The proofs, I think, bring this case squarely within the just principle enunciated by the Supreme Court in three recent cases—that, where a person is employed and paid to devise improvements, his inventions and patents obtained therefor belong to his employer.
The first of these cases is Solomons v. United States, 137 U. S. 342, 346, 11 Sup. Ct. 88, 89, 34 L. Ed. 667, where the Court, speaking by Mr. Justice Brewer, said:
“But this general rule is subject to these limitations: If one is employed to devise or perfect an instrument or a means for accomplishing a prescribed result, he cannot, after successfully accomplishing the work for which he was .employed, plead title thereto, as against his employer. That, which he has*417 been employed and paid to accomplish becomes, when accomplished, the property of his employer. Whatever rights as an individual he may have had in and to his inventive powers and that which they are able to accomplish, he has sold in advance to his employer.”
The second case is McAleer v. United States, 150 U. S. 424, 430, 14 Sup. Ct. 160, 37 L. Ed. 1130, where the court, speaking by Chief Justice Fuller, cited as authoritative the above-quoted paragraph from the opinion in Solomons v. United States.
And the third case is Gill v. United States, 160 U. S. 426, 435, 16 Sup. Ct. 322, 326, 40 L. Ed. 480, where the court, speaking by Mr. Justice Brown, said:
“There is no doubt whatever of the proposition laid down In Solomons’ Case—that the mere fact that a person is in the employ of the government does not preclude him from making improvements in the machines with which he is connected, and obtaining patents therefor, as his individual property, and that in such case the government would have no more right to seize upon and appropriate such property than any other proprietor would have. On the other hand, it is equally clear that, if the patentee be employed to invent or devise such improvements, his patents obtained therefor belong to his employer,'since in making such improvements he is merely doing what he was hired to do.”

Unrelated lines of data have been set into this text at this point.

PR #2544, opened 2018-11-05
Increase MQTT recv buffer size to support MTU 1500  (#2308)

### LINKED ISSUE #2308: MQTT subscribe - large messages get ignored quietly
### Expected behavior
NodeMCU should receive every message that has been published with a MQTT topic it is subscribed to.

### Actual behavior
If the message is longer than 984 bytes (in my tests with 35 bytes long topic) then such message is not received, it gets ignored quietly.
Maybe the real limit is actually sum of topic length and message length, and it seems like it's less than 1024 bytes.
FYI, the topic max size is 64 kB and message max size is 256 MB per MQTT spec. Of course I don't want an ESP device with 20 kB free heap to process 256 MB message but a hidden/undocumented limit to less than 1 kB is not fun either.

The worst thing here is that no message is received at all, there's no indication that a message got lost. If would be far better (though still not ideal) if it at least returned first part of the message that fit into an internal buffer...

### Test code
```Lua
mqtt_client = mqtt.Client(1, 120, name, passwd)
mqtt_client:on("message", function(client, topic, data) print(#data) end)
mqtt_client:connect(broker, 1883, 0, 0, function(client)  mqtt_client:subscribe({["#"]=1}) end)
```
```bash
$ printf '%*s\n' 1024 | tr ' ' 'a' |  mosquitto_pub -t x -l
```
### NodeMCU version
current master

### Hardware
plain ESP8266-07

stromnet:
Any TCP packet with more than 1024 bytes of payload was silently
dropped. With MTU of 1500 the TCP payload can be up to 1460 bytes
(1500 - 20(IP hdr) - 20(TCP hdr))

Fixes #2308

- [x] I have thoroughly tested my contribution... **But I'm quite a new NodeMCU & MQTT user so I might be unaware of some weird circumstances**

(Not sure what documentation would be appropriate to update, as this is more of a "fix what was expected to work" than anything else)

I've done some experiments and tcpdumps, based on what I wrote here: https://github.com/nodemcu/nodemcu-firmware/issues/2308#issuecomment-435518706

I had some issues with small but rapidly sent messages getting dropped by my ESP12-F on NodeMCU 2.2.1.
The messages where just 52 bytes long (33 byte topic), but sent with 15 consecutive calls to mosquitto_pub (so at most some shell & connect overhead between msgs). Problem was that I was just getting the first one or two messages.

Doing some tcpdump revealed that  rapidly sending small messages to a standard mosquitto broker, to a topic which a NodeMCU is subscribed to, the broker will send the first msg in a separate TCP packet, then (I suppose) it is waiting for the TCP ACK before it goes on to send the next packet/message. By that time, the broker has received all the messages, and the rest of them are sent in one TCP packet with payload length of 1126b. This will not fit in MQTT_BUF_SIZE of 1024, and the full payload is dropped.

Another test, when sending a single message of 990bytes to a 29 bytes topic (=1020) bytes, the TCP payload length equals 1024, and this is properly delivered to the LUA callback. Adding 1 bytes to the message and it is dropped silently.

Sending a message of let's say 2000b, on my network it makes one IP packet of 1500 bytes (max MTU), with a payload size of 1460.
The IP header is at least 20 bytes, and TCP header is at least 20 bytes (=40b), giving us 1460 bytes for payload data in a MTU 1500 network.

Given my understanding of the code, the `MQTT_BUF_SIZE` must be at least 1460 to support a normal local network with a MTU of 1500.

Setting this to 1460 and running the above same tests yields expected results (messages arriving to LUA-land).
---

A sane default for this should thus be 1460, rather than 1024 which is quite non-standard and creates broken behaviour in (what I would expect to be) normal situation

### DIFF
--- a/app/modules/mqtt.c
+++ b/app/modules/mqtt.c
@@ -17,7 +17,7 @@
 
 #include "user_interface.h"
 
-#define MQTT_BUF_SIZE 1024
+#define MQTT_BUF_SIZE 1460
 #define MQTT_DEFAULT_KEEPALIVE 60
 #define MQTT_MAX_CLIENT_LEN   64
 #define MQTT_MAX_USER_LEN     64


nwf:
It's alarming to see Ethernet MTU entering into a discussion of MQTT, which rides on top of TCP and so has no legitimate excuse to care about such things.  That's not to say that I don't believe you, just that it is a sad reflection of the state of our MQTT implementation if this matters.  Patch seems reasonable enough, tho', so :+1: from me.

stromnet:
One thing which confuses me is how it was able to deliver a message longer than 1460b, which i seemed to see yesterday.. There doesn't look like there is any inter-packet buffering going on so.. I'll take a closer look tonight to see if it actually delivers the whole thing, or just claims to give full msg which then is truncated..

Please wait with the MR :)

stromnet:
Ok, some more testing:
* A MQTT PUB message (29b topic, 1426b data) which is 1460 bytes long, i.e. one TCP packet, will fit into the buffer and is given properly to LUA code.
* A MQTT PUB message (29b topic, 1427b data) which is 1461 bytes long, two TCP packets: In lua this is a string where string.len() reports 1427 bytes, but the last character is wrong.
* A MQTT PUB message (29b topic, 1450b data) which is 1461 bytes long, two TCP packets. LUA string.len() reports 1450 here too.
* Two MQTT PUB message, where the first one fits in one TCP packet, and the second one is partially sent in the same TCP packet: the first packet is given to LUA callback in full, the second is partial (but size reported full)
* Multiple MQTT PUB messages split over multiple TCP packets, where one TCP packet begins with partial continued message, with more messages following: No messages at all are passed to LUA.


So, yeah.. The state of the MQTT implementation isn't quite perfect.

The proper solution should of course be to, in case of a non-finished packet, keep the data until next recv callback, and append the new data to previous data and continue processing if possible. This will of course make code a bit more complex, and memory hungry. The alternative would be to state in docs explicitly "we do not support MQTT messages over XXX and they will be, in full, discarded... and messages which are partially in a continuation TCP frame will be dropped too". Not preferable!

It seems that the websocketclient solves this: https://github.com/nodemcu/nodemcu-firmware/blob/8181c3be7aed9f0a0ceb73ac8137c1a519e8a8e9/app/websocket/websocketclient.c#L357
Is that the proper way to go in NodeMCU module code, using z_calloc and try to fit the data there?
If so, I can give it a try for the mqtt module.

nwf:
The "partially in a continuation TCP frame" is really, *really*, **really** bad; TCP is byte-oriented and will break your messages wherever it pleases.  It'd be one thing to discard the overlong message but resume parsing the TCP stream thereafter; that's merely really, *really* bad.  Unfortunately, it seems like we might be forced into this situation anyway because MQTT says "messages up to 256MB are OK!", there's no mechanism to inform the broker of smaller tolerances, and no amount of cleverness on the nodemcu platform will do anything for us there.  So, I propose:

* MQTT messages up to ~1500 bytes, regardless of how they fragment in TCP, are delivered to the application via callback.
* MQTT messages larger than ~1500 bytes, regardless of how they are fragmented in TCP, will be dropped and trigger a "stream resynchronization" behavior, wherein we continue to pull and discard bytes from the broker until we are caught up with the end of this overlong message, at which point we continue receiving messages.  We may want a Lua callback (e.g. `on("overlong", ...)`) to inform the code that this has happened; it may be of debugging utility to provide the first ~1500 bytes of the message to the callback, too.
* We amend the documentation to discuss this limitation, noting that there are ~10 (ish, haven't checked exactly) bytes of MQTT framing overhead and that the remaining ~1490 bytes are split between the topic and message.

stromnet:
Sounds good!

How about providing a option to the mqtt.Client() constructor with max message length (which defaults to ~1500). It will have to keep a heap buffer between each recv in any way, this way it at least allows the application developer to control max msg len.

I'll see what I can do, this is not really a high prio task for me (actually just found it while doing some Halloween blinky-light-foolaround with my previously unused ESP12F's), but an interesting one nonetheless, and learning some low-level MQTT/NodeMCU seems fun :)

marcelstoer:
I propose we merge this as-is and handle any further improvements @stromnet comes up with in subsequent PRs.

Upon the proofs it is manifest that, in making the inventions which are the subject of the bill of complaint, Hansen was doing merely what he was hired and paid by the plaintiff to do. And as the court said of Gill, so may it be said of Hansen, “The fruits of his inventive labor belonged as much to his employer as would ■ the fruits of his mechanical skill.”
It is a most significant fact that Hansen assigned to the plaintiff al! his previous applications for letters patent for improvements such as those here in question which he had made while acting as chief engineer of the plaintiff. He thus repeatedly recognized that his inventions relating to steel cars, devised during the course of his employment with the plaintiff as its chief engineer rightfully belonged to his employer.
I would reverse the decree of the court below, and remand the cause, with directions to enter a decree in favor of the plaintiff.